Are PWAs Finally Returning to Key ASO Roles?

As major AIDS organizations increasingly prize fundraising skill as a requirement for board membership, the number of HIV positive leaders in key roles has dwindled. Some activists charge that this has sapped part of the urgency from the groups’ missions, hampering their ability to influence the nation’s AIDS agenda. Indeed, at the end of last year, only two of the 13 members of New York City’s Gay Men’s Health Crisis’ board were positive, and amfAR’s 25-member board included just one positive representative.

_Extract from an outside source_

PR #547, opened 2015-04-12
Use "linkage object" term in bulk delete explanation

ethanresnick:


ethanresnick:
(Closed this because, on second though, a linkage object is actually slightly different—enough so that it's probably better not to use the term here.)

Critics cheered in January, however, when the National Association of People With AIDS (NAPWA), the nation’s oldest AIDS organization, named the openly positive Frank Oldham Jr. as its new executive director. “I’m an African-American gay man with HIV, and I understand those life experiences. And that is an important voice to have,” says Oldham. “We are allowing AIDS to be normalized like homelessness and poverty. We must reinvigorate the grassroots movement, and PWAs must be involved on every level of AIDS advocacy.”

Unlike most AIDS orgs, NAPWA requires that positive people constitute a majority of its board—currently only one member is negative. Also, Whitman Walker Clinic in DC announced in February that its clients—most of whom have HIV—would fill half the seats on its board. Seems like a positive turn.